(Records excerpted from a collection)
★ ★ ★
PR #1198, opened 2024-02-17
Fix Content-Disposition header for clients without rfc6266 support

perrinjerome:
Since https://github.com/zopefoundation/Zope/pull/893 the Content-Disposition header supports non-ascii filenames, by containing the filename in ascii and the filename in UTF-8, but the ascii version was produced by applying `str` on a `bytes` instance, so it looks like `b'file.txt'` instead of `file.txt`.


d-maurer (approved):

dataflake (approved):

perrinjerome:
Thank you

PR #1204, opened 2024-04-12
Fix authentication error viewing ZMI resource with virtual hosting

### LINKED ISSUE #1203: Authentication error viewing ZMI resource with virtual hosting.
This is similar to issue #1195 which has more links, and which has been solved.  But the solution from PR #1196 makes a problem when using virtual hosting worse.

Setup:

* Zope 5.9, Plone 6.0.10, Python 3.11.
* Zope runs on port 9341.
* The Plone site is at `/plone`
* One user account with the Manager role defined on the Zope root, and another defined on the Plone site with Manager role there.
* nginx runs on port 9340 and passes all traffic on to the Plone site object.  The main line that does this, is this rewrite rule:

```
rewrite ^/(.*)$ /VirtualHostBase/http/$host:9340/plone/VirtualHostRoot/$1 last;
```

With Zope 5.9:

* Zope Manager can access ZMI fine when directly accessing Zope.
★ ★ ★
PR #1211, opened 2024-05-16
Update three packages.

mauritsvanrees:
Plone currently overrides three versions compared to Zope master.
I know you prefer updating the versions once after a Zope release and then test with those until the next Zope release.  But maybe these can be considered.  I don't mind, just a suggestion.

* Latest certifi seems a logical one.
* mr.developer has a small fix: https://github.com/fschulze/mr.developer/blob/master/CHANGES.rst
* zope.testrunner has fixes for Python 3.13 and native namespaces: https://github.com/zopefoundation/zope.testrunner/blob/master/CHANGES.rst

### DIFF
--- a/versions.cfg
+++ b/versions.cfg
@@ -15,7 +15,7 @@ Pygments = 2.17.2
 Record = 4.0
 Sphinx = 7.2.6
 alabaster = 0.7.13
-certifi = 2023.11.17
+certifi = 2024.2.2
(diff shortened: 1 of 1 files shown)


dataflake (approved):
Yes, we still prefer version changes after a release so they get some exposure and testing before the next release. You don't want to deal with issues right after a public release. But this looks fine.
★ ★ ★
**Directions**
Take the line above containing "(diff shortened: 1 of 1 files shown)", the line containing "Yes, we still", and all lines in between, and copy them exactly without anything else.

**Response area**
(diff shortened: 1 of 1 files shown)


dataflake (approved):
Yes, we still prefer version changes after a release so they get some exposure and testing before the next release. You don't want to deal with issues right after a public release. But this looks fine.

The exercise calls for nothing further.